In the 17th and 18th centuries, the universities were centers of the German Enlightenment. Christian Wolff was an important proponent of rationalism. He influenced many German scholars, such as Immanuel Kant. Christian Thomasius was at the same time the first philosopher in Germany to hold his lectures not in Latin, but German. He contributed to a rational programme in philosophy but also tried to establish a more common-sense point of view, which was aimed against the unquestioned superiority of aristocracy and theology.
The institutionalisation of the local language as the language of instruction, the prioritisation of rationalism over religious orthodoxy, new modes of teaching, and the ceding of control over their work to the professors themselves, were among various innovations which characterised the University of Halle, and have led to its being referred to as the first "modern" university, whose liberalism was adopted by the University of Göttingen about a generation later, and subsequently by other German and then most North American universities.
The University of Wittenberg was closed in 1813 during the Napoleonic Wars. The town of Wittenberg was granted to Prussia in the Congress of Vienna in 1815, and the university was then merged with the Prussian University of Halle in 1817. It took its present name on 10 November 1933.

Nazi period

More than a dozen professors were expelled.
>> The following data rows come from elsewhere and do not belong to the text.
PR #2238, opened 2023-04-15
Cleanup system defines

afh:
the idea is that any features specific to ledger are defined with a value, e.g. `#define HAVE_GETTEXT 0` and "external" features, like compiler specifics are checked using `#ifdef _GLIBCXX_THROW` or `#if !defined(__clang__)`

### DIFF
--- a/src/history.cc
+++ b/src/history.cc
@@ -467,13 +467,6 @@ commodity_history_impl_t::find_price(const commodity_t& source,
 
   const commodity_t * last_target = &target;
 
-#if REVERSE_PREDECESSOR_MAP
-  typedef tuple<const commodity_t *, const commodity_t *,
-                const price_point_t *> results_tuple;
-  std::vector<results_tuple> results;
-  bool results_reversed = false;
-#endif
-
   vertex_descriptor v = tv;
   for (vertex_descriptor u = predecessorMap[v];
        u != v;
@@ -494,23 +487,7 @@ commodity_history_impl_t::find_price(const commodity_t& source,
     const commodity_t * u_comm = get(namemap, u);
     const commodity_t * v_comm = get(namemap, v);
 
-#if REVERSE_PREDECESSOR_MAP
-    if (v == tv && u_comm != last_target && v_comm != last_target)
-      results_reversed = true;
-
-    results.push_back(results_tuple(u_comm, v_comm, &point));
-  }
-
-  if (results_reversed)
-    std::reverse(results.begin(), results.end());
-
-  foreach (const results_tuple& edge, results) {
-    const commodity_t *  u_comm = edge.get<0>();
-    const commodity_t *  v_comm = edge.get<1>();
-    const price_point_t& point(*edge.get<2>());
-#else
     assert(u_comm == last_target || v_comm == last_target);
-#endif
 
     bool first_run = false;
     if (price.is_null()) {
--- a/src/history.cc
+++ b/src/history.cc
@@ -467,7 +467,7 @@ commodity_history_impl_t::find_price(const commodity_t& source,
 
   const commodity_t * last_target = &target;
 
-#if defined(REVERSE_PREDECESSOR_MAP)
+#if REVERSE_PREDECESSOR_MAP
   typedef tuple<const commodity_t *, const commodity_t *,
                 const price_point_t *> results_tuple;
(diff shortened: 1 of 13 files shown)


src/history.cc
```diff
@@ -494,7 +494,7 @@ commodity_history_impl_t::find_price(const commodity_t& source,
     const commodity_t * u_comm = get(namemap, u);
     const commodity_t * v_comm = get(namemap, v);
 
-#if defined(REVERSE_PREDECESSOR_MAP)
+#if REVERSE_PREDECESSOR_MAP
```
afh, line 497: @jwiegley can you share some context on this define, which I wasn't able to find anywhere else in the codebase?

What is its intent?
Can it be removed?

src/utils.h
```diff
@@ -45,30 +45,8 @@
...
-#define TRACING_ON  0
-//#define NO_LOGGING  1
-#else
-#define DEBUG_ON    0
-#define VERIFY_ON   0
-#define TRACING_ON  1           // use --trace X to enable
-#endif
-
-/*@}*/
-
```
afh, line 71: I couldn't explain why these defines are set in `src/utils.h` as opposed to `src/system.hh.in`—except maybe for pre-compilation reasons—and thought it would be a good clean-up to keep all ledger related defines used by several source files in system.hh.in.

Can you think of any issues with this changes?

src/history.cc
jwiegley: I can't find mention of it anywhere, not even Google. So yes, I think it can be removed.

src/utils.h
jwiegley: They aren't in system.hh because they are system-level defines, they are specific to Ledger. System.hh really only exists to collect all of the non-Ledger code we want to import into a single PCH.

afh: I'll figure something out and come back with another proposal, if that's alright with you?

src/history.cc
afh: Could it be related to [Boost's `dijkstra_shortest_paths`](https://www.boost.org/doc/libs/1_72_0/libs/graph/doc/dijkstra_shortest_paths.html)?

src/utils.h
afh: @jwiegley What do you think about introducing `ledger.hh` (generated by CMake from `ledger.hh.in` similar to `system.hh.in`) that provides the version information as other application specific defines for the rest of the source (see 1fe7d71cf130074f2b345ebe70f9e76e8899b072)?

jwiegley: Yes, that sounds like a good approach to me.

jwiegley: `system.hh` really exists for only one purpose: to create the PCH. So we should avoid putting anything meaningful in there.

afh: I went ahead an [`DEBUG_MODE` and `NO_ASSERTS`](https://github.com/ledger/ledger/pull/2238/files#diff-bff4a86f314c161c10f267650141495d4921fd839bc8bfb1583d2a2b53a4585bR67-R68) should moved into [`ledger.hh.in`](https://github.com/ledger/ledger/pull/2238/files#diff-050964adfe522ee4701297304e4e126c6eef2bf6787cee3fea45dfb44d24b34c), @jwiegley, and took the liberty to re-order the system.hh includes to something that felt a bit more useful to me.

Please let me know if there is anything that you'd like to see changed before approving this PR, so it can be merged.

src/history.cc
jwiegley: Oh, that does ring a bell...

jwiegley (approved):

src/history.cc
afh: In your mind what is a better way forward, @jwiegley?
Leave the code parts referencing `REVERSE_PREDECESSOR_MAP` as is or delete them and make a not of it, so that should you or someone else familiar remember the intent can provide context and details and it can be implemented as desired or necessary?

jwiegley: It was introduced in 72fc1824d01bb4fe50405ed183afb57b0e129d69, but was apparently just an idea and never used. I'd say it's safe to delete that code.

afh: ✅ Done 😃

jwiegley (approved):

Others were shifted to Halle-Wittenberg from universities regarded as "better" at the time, which led to the university being called an academic Vorkuta – after the largest center of the Gulag camps in European Russia).

Faculties

Following the continental European academic tradition, MLU has 9 faculties, regrouping academic staff and students according to their field of studies :
MLU is enclosed by a variety of research institutions, which have either institutional or personal links with the university or cooperate occasionally in their respective fields of studies:
Even though MLU is an academic, research oriented institution, not an academy of music or conservatory, the university has an academic orchestra, founded in 1779, and a rather prestigious choir, founded in 1950, which together constitute the so-called Collegium musicum. Members are mostly gifted students of all faculties, but also academic staff and alumni. The university choir regularly performs at the international Handel Festival in George Frideric Handel’s birthplace, Halle.

Partner universities

MLU has many international partner universities, including:
Given the history and reputation of the Martin Luther University of Halle-Wittenberg, numerous notable personalities attended the institution, such as Nobel laureates Emil Adolf von Behring, Gustav Ludwig Hertz, Hermann Staudinger and Karl Ziegler, as well as Anton Wilhelm Amo, Dorothea Erxleben, Henry Melchior Muhlenberg, the Patriarch of the Lutheran Church in America, and his son, Frederick Muhlenberg, and Hans Dietrich Genscher.

Cultural references

University of Wittenberg is the alma mater of Prince Hamlet in William Shakespeare's play Hamlet and Christopher Marlowe's Doctor Faustus.